*What to work on:* Your output is the line containing "4. Define a" plus all lines after it to the end of the records, reproduced exactly, with nothing else.

*Data to examine:*
PR #377, opened 2021-09-18
Multiple rewards Liquidity Mining

swamp-thing-sovryn:
# Multiple rewards Liquidity Mining

## Goal

A new liquidity mining contract will be deployed that will let users to get multiple tokens in exchange of staking LP Tokens as opposed to the current version which only rewards `SOV`:

1. Different reward tokens can be configured by the contract administrator. Reward amiunt per block can be configured depending when doing so.
2. LP Pools can be configured with different allocation points, i.e. weight, and be associated to multiple reward tokens.
3. Users, by depositing LP tokens, will get as many different tokens based on the aforementioned quantities.

## Implementation

Upgrading the original `LiquidityMining.sol` contract would have been extremely complex the storage layout would require lots of changes. In order to make users experience smoother and not to make them to actively move their funds to the new contract and pay for the migration trnasaction fees, the following plan is proposed:

1. Implement the new liquidity mining contract as a brand new deployment, named `LiquidityMiningV2`.
2. Replace `LiquidityMining` contract with a new version that contains a new set of capabilities:
  a. Allows admins to stop some operations (see `3`)
  b. Exposes a new interface to extract some data from it's state
3. Stop rewarding users by invoking `stopMining`
4. Define a period where users can opt-out of this automatic migration. Deposits will be forbidden but the users will be able to claim the rewards or even withdraw all their funds if they consider so.
5. One that period has finished, the `LiquidityMining.sol` contract will be locked the users will not be able to neither withdraw or claim rewards.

*Output below:*
4. Define a period where users can opt-out of this automatic migration. Deposits will be forbidden but the users will be able to claim the rewards or even withdraw all their funds if they consider so.
5. One that period has finished, the `LiquidityMining.sol` contract will be locked the users will not be able to neither withdraw or claim rewards.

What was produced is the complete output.